TASK: Give every line of the material again, exactly as written.
((
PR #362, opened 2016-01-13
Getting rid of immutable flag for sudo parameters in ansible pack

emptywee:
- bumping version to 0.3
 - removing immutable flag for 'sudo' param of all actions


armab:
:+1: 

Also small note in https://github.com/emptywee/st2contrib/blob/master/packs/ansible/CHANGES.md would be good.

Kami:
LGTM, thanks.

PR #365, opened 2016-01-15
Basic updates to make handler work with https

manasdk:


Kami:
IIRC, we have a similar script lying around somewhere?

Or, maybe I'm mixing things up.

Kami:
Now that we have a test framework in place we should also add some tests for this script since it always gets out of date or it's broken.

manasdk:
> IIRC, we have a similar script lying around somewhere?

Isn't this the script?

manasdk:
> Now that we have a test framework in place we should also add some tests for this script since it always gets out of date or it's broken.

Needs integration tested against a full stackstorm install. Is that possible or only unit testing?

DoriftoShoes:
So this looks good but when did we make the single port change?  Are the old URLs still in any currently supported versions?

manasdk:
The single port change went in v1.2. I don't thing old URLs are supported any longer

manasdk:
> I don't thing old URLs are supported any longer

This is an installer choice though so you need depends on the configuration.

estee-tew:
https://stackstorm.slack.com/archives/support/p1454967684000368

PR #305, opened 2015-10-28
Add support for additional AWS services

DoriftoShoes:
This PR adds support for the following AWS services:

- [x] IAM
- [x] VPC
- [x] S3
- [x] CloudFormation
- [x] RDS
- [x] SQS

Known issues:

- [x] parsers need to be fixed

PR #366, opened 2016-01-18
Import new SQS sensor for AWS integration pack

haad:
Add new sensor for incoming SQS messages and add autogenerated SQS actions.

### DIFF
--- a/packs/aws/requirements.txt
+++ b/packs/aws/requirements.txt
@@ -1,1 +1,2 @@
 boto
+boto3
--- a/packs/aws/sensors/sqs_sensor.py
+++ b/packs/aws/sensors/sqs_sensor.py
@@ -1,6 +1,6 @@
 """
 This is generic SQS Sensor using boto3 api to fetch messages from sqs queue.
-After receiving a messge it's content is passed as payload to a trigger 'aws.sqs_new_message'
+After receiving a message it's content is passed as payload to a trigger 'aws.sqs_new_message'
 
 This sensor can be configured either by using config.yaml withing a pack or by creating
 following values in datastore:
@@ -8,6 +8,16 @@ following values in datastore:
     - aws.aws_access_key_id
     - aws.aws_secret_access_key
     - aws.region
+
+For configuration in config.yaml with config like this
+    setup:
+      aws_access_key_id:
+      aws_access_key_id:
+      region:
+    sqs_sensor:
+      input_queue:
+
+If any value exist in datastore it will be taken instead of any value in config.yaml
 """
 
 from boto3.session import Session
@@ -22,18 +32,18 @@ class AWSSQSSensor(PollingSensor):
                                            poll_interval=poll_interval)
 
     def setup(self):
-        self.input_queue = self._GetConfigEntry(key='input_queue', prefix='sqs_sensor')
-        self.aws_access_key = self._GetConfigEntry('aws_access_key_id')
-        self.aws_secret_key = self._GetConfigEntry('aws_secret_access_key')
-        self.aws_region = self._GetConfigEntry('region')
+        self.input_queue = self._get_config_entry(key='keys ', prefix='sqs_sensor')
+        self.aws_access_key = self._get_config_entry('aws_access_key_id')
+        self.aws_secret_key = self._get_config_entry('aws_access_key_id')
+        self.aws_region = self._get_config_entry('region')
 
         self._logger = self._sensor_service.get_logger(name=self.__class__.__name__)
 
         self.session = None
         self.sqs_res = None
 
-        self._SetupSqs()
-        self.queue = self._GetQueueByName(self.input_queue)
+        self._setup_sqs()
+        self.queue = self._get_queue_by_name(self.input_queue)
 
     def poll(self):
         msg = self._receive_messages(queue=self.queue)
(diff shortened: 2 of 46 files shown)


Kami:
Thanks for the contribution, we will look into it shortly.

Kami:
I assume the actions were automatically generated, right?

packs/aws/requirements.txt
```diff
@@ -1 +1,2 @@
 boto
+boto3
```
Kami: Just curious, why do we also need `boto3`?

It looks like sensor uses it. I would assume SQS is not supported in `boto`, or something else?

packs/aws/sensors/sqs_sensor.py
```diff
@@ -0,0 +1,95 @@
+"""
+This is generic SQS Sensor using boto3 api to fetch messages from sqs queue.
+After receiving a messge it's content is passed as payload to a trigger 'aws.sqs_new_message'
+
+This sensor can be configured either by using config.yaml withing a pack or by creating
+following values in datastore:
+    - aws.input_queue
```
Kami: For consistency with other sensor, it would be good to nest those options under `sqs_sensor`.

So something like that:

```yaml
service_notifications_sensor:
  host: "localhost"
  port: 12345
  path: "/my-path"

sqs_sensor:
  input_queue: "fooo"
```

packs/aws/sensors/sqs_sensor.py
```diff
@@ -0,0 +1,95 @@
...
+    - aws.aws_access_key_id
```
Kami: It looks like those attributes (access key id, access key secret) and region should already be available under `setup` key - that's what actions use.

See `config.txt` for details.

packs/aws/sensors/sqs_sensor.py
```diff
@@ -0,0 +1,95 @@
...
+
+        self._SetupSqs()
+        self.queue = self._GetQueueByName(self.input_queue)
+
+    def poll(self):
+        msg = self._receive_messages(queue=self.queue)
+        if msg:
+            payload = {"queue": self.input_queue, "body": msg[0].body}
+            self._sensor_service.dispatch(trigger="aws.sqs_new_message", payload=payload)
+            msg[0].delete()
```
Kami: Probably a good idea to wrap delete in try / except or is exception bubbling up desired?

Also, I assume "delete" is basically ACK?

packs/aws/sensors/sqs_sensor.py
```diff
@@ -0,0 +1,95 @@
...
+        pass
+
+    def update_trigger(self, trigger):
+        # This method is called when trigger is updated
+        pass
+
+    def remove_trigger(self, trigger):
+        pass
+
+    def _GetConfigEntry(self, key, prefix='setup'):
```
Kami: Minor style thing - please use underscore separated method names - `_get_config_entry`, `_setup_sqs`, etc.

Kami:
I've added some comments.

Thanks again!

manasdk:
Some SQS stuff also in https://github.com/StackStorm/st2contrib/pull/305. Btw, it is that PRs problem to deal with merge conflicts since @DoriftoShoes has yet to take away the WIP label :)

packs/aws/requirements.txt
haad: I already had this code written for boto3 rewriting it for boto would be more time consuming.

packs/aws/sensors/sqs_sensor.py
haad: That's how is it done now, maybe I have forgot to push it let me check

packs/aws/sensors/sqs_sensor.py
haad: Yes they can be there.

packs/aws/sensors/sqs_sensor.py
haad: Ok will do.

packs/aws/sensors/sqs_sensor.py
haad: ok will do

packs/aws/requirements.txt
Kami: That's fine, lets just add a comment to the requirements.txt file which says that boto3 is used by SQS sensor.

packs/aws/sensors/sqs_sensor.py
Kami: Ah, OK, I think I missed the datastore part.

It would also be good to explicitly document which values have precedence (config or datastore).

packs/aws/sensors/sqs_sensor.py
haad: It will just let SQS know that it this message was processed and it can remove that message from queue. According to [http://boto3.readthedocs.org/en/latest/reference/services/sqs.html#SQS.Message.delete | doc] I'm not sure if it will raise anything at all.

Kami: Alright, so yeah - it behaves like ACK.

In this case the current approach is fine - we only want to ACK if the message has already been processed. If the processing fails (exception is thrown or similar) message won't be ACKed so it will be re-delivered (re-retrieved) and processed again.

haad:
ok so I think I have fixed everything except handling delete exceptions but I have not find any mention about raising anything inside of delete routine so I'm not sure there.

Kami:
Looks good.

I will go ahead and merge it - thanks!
))
RESPONSE TO THIS EXERCISE:
PR #362, opened 2016-01-13
Getting rid of immutable flag for sudo parameters in ansible pack

emptywee:
- bumping version to 0.3
 - removing immutable flag for 'sudo' param of all actions


armab:
:+1: 

Also small note in https://github.com/emptywee/st2contrib/blob/master/packs/ansible/CHANGES.md would be good.

Kami:
LGTM, thanks.

PR #365, opened 2016-01-15
Basic updates to make handler work with https

manasdk:


Kami:
IIRC, we have a similar script lying around somewhere?

Or, maybe I'm mixing things up.

Kami:
Now that we have a test framework in place we should also add some tests for this script since it always gets out of date or it's broken.

manasdk:
> IIRC, we have a similar script lying around somewhere?

Isn't this the script?

manasdk:
> Now that we have a test framework in place we should also add some tests for this script since it always gets out of date or it's broken.

Needs integration tested against a full stackstorm install. Is that possible or only unit testing?

DoriftoShoes:
So this looks good but when did we make the single port change?  Are the old URLs still in any currently supported versions?

manasdk:
The single port change went in v1.2. I don't thing old URLs are supported any longer

manasdk:
> I don't thing old URLs are supported any longer

This is an installer choice though so you need depends on the configuration.

estee-tew:
https://stackstorm.slack.com/archives/support/p1454967684000368

PR #305, opened 2015-10-28
Add support for additional AWS services

DoriftoShoes:
This PR adds support for the following AWS services:

- [x] IAM
- [x] VPC
- [x] S3
- [x] CloudFormation
- [x] RDS
- [x] SQS

Known issues:

- [x] parsers need to be fixed

PR #366, opened 2016-01-18
Import new SQS sensor for AWS integration pack

haad:
Add new sensor for incoming SQS messages and add autogenerated SQS actions.

### DIFF
--- a/packs/aws/requirements.txt
+++ b/packs/aws/requirements.txt
@@ -1,1 +1,2 @@
 boto
+boto3
--- a/packs/aws/sensors/sqs_sensor.py
+++ b/packs/aws/sensors/sqs_sensor.py
@@ -1,6 +1,6 @@
 """
 This is generic SQS Sensor using boto3 api to fetch messages from sqs queue.
-After receiving a messge it's content is passed as payload to a trigger 'aws.sqs_new_message'
+After receiving a message it's content is passed as payload to a trigger 'aws.sqs_new_message'
 
 This sensor can be configured either by using config.yaml withing a pack or by creating
 following values in datastore:
@@ -8,6 +8,16 @@ following values in datastore:
     - aws.aws_access_key_id
     - aws.aws_secret_access_key
     - aws.region
+
+For configuration in config.yaml with config like this
+    setup:
+      aws_access_key_id:
+      aws_access_key_id:
+      region:
+    sqs_sensor:
+      input_queue:
+
+If any value exist in datastore it will be taken instead of any value in config.yaml
 """
 
 from boto3.session import Session
@@ -22,18 +32,18 @@ class AWSSQSSensor(PollingSensor):
                                            poll_interval=poll_interval)
 
     def setup(self):
-        self.input_queue = self._GetConfigEntry(key='input_queue', prefix='sqs_sensor')
-        self.aws_access_key = self._GetConfigEntry('aws_access_key_id')
-        self.aws_secret_key = self._GetConfigEntry('aws_secret_access_key')
-        self.aws_region = self._GetConfigEntry('region')
+        self.input_queue = self._get_config_entry(key='keys ', prefix='sqs_sensor')
+        self.aws_access_key = self._get_config_entry('aws_access_key_id')
+        self.aws_secret_key = self._get_config_entry('aws_access_key_id')
+        self.aws_region = self._get_config_entry('region')
 
         self._logger = self._sensor_service.get_logger(name=self.__class__.__name__)
 
         self.session = None
         self.sqs_res = None
 
-        self._SetupSqs()
-        self.queue = self._GetQueueByName(self.input_queue)
+        self._setup_sqs()
+        self.queue = self._get_queue_by_name(self.input_queue)
 
     def poll(self):
         msg = self._receive_messages(queue=self.queue)
(diff shortened: 2 of 46 files shown)


Kami:
Thanks for the contribution, we will look into it shortly.

Kami:
I assume the actions were automatically generated, right?

packs/aws/requirements.txt
```diff
@@ -1 +1,2 @@
 boto
+boto3
```
Kami: Just curious, why do we also need `boto3`?

It looks like sensor uses it. I would assume SQS is not supported in `boto`, or something else?

packs/aws/sensors/sqs_sensor.py
```diff
@@ -0,0 +1,95 @@
+"""
+This is generic SQS Sensor using boto3 api to fetch messages from sqs queue.
+After receiving a messge it's content is passed as payload to a trigger 'aws.sqs_new_message'
+
+This sensor can be configured either by using config.yaml withing a pack or by creating
+following values in datastore:
+    - aws.input_queue
```
Kami: For consistency with other sensor, it would be good to nest those options under `sqs_sensor`.

So something like that:

```yaml
service_notifications_sensor:
  host: "localhost"
  port: 12345
  path: "/my-path"

sqs_sensor:
  input_queue: "fooo"
```

packs/aws/sensors/sqs_sensor.py
```diff
@@ -0,0 +1,95 @@
...
+    - aws.aws_access_key_id
```
Kami: It looks like those attributes (access key id, access key secret) and region should already be available under `setup` key - that's what actions use.

See `config.txt` for details.

packs/aws/sensors/sqs_sensor.py
```diff
@@ -0,0 +1,95 @@
...
+
+        self._SetupSqs()
+        self.queue = self._GetQueueByName(self.input_queue)
+
+    def poll(self):
+        msg = self._receive_messages(queue=self.queue)
+        if msg:
+            payload = {"queue": self.input_queue, "body": msg[0].body}
+            self._sensor_service.dispatch(trigger="aws.sqs_new_message", payload=payload)
+            msg[0].delete()
```
Kami: Probably a good idea to wrap delete in try / except or is exception bubbling up desired?

Also, I assume "delete" is basically ACK?

packs/aws/sensors/sqs_sensor.py
```diff
@@ -0,0 +1,95 @@
...
+        pass
+
+    def update_trigger(self, trigger):
+        # This method is called when trigger is updated
+        pass
+
+    def remove_trigger(self, trigger):
+        pass
+
+    def _GetConfigEntry(self, key, prefix='setup'):
```
Kami: Minor style thing - please use underscore separated method names - `_get_config_entry`, `_setup_sqs`, etc.

Kami:
I've added some comments.

Thanks again!

manasdk:
Some SQS stuff also in https://github.com/StackStorm/st2contrib/pull/305. Btw, it is that PRs problem to deal with merge conflicts since @DoriftoShoes has yet to take away the WIP label :)

packs/aws/requirements.txt
haad: I already had this code written for boto3 rewriting it for boto would be more time consuming.

packs/aws/sensors/sqs_sensor.py
haad: That's how is it done now, maybe I have forgot to push it let me check

packs/aws/sensors/sqs_sensor.py
haad: Yes they can be there.

packs/aws/sensors/sqs_sensor.py
haad: Ok will do.

packs/aws/sensors/sqs_sensor.py
haad: ok will do

packs/aws/requirements.txt
Kami: That's fine, lets just add a comment to the requirements.txt file which says that boto3 is used by SQS sensor.

packs/aws/sensors/sqs_sensor.py
Kami: Ah, OK, I think I missed the datastore part.

It would also be good to explicitly document which values have precedence (config or datastore).

packs/aws/sensors/sqs_sensor.py
haad: It will just let SQS know that it this message was processed and it can remove that message from queue. According to [http://boto3.readthedocs.org/en/latest/reference/services/sqs.html#SQS.Message.delete | doc] I'm not sure if it will raise anything at all.

Kami: Alright, so yeah - it behaves like ACK.

In this case the current approach is fine - we only want to ACK if the message has already been processed. If the processing fails (exception is thrown or similar) message won't be ACKed so it will be re-delivered (re-retrieved) and processed again.

haad:
ok so I think I have fixed everything except handling delete exceptions but I have not find any mention about raising anything inside of delete routine so I'm not sure there.

Kami:
Looks good.

I will go ahead and merge it - thanks!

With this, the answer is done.